Items from a dataset
- - - -
PR #1565, opened 2026-03-16
models: reload GIT_COLA_MSG on each refresh cycle

kurellajunior:
As you think, this is a good idea, I went ahead and tried to add it. I used
the help of such an agent, but reviewed and adapted it carefully. I tried to
keep it as non-invasive as possible. If I am going into the wrong direction,
please tell me.

## Summary

- Add mtime-based detection in `_update_commitmsg`: on each refresh,
  `_update_cola_msg` reads the file when its mtime has changed and updates
  the commit message editor – unless the user has manually edited the field
  since the last auto-load

## Use case

External tools (coding agents) or scripts can write a suggested commit
message to `.git/GIT_COLA_MSG` at any time and have it appear in the open
editor on the next refresh (`Ctrl+R`)

### DIFF
--- a/cola/models/main.py
+++ b/cola/models/main.py
@@ -114,6 +114,8 @@ class MainModel(QtCore.QObject):
         self.commitmsg = ''  # current commit message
- - - -
# YOUR ASSIGNMENT
Exactly as they stand in the records above, print the lines from the one containing "--- a/cola/models/main.py" through the final line, inclusive.

# YOUR SOLUTION
--- a/cola/models/main.py
+++ b/cola/models/main.py
@@ -114,6 +114,8 @@ class MainModel(QtCore.QObject):
         self.commitmsg = ''  # current commit message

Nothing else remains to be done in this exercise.